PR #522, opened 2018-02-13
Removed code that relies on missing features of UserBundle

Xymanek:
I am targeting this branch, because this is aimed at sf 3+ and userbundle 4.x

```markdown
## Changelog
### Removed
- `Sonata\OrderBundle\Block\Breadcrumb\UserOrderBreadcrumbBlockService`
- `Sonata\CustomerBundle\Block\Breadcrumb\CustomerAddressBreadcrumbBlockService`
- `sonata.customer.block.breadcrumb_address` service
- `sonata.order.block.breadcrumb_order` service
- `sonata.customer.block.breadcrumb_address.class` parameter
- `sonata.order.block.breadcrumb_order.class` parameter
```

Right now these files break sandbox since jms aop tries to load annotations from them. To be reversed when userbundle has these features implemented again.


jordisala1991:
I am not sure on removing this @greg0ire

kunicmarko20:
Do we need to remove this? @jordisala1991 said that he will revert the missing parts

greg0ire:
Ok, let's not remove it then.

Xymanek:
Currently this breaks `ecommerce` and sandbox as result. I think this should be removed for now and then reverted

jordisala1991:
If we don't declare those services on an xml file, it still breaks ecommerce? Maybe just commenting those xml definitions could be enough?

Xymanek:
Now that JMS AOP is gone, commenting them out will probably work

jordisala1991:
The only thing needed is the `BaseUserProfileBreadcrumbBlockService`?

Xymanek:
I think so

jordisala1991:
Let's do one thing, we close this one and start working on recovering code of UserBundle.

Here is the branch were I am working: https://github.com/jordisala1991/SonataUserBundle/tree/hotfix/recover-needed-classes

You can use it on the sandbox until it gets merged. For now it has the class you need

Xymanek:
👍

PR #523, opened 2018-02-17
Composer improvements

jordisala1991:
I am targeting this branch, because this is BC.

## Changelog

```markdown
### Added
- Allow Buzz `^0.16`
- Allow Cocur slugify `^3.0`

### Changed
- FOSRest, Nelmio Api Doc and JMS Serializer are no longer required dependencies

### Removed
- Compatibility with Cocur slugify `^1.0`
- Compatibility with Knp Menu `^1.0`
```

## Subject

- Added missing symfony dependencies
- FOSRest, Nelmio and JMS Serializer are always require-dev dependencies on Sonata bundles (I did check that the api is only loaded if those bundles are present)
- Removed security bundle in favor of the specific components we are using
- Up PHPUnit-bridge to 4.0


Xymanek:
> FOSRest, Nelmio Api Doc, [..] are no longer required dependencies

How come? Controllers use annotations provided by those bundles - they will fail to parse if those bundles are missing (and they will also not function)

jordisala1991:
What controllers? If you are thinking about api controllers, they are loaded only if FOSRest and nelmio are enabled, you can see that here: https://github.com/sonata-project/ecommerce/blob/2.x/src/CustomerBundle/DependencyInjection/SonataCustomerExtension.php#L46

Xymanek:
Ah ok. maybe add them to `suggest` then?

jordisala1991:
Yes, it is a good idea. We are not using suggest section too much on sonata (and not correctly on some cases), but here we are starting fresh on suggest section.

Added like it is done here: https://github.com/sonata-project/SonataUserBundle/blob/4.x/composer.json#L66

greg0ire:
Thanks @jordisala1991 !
□ □ □ □
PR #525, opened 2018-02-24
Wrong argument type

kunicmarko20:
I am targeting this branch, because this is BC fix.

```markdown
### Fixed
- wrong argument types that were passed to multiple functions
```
□ □ □ □
WHAT YOU WILL DO = Pull out all lines from the entries above that include the word "only".

RESPONSE =
The only thing needed is the `BaseUserProfileBreadcrumbBlockService`?
- FOSRest, Nelmio and JMS Serializer are always require-dev dependencies on Sonata bundles (I did check that the api is only loaded if those bundles are present)
What controllers? If you are thinking about api controllers, they are loaded only if FOSRest and nelmio are enabled, you can see that here: https://github.com/sonata-project/ecommerce/blob/2.x/src/CustomerBundle/DependencyInjection/SonataCustomerExtension.php#L46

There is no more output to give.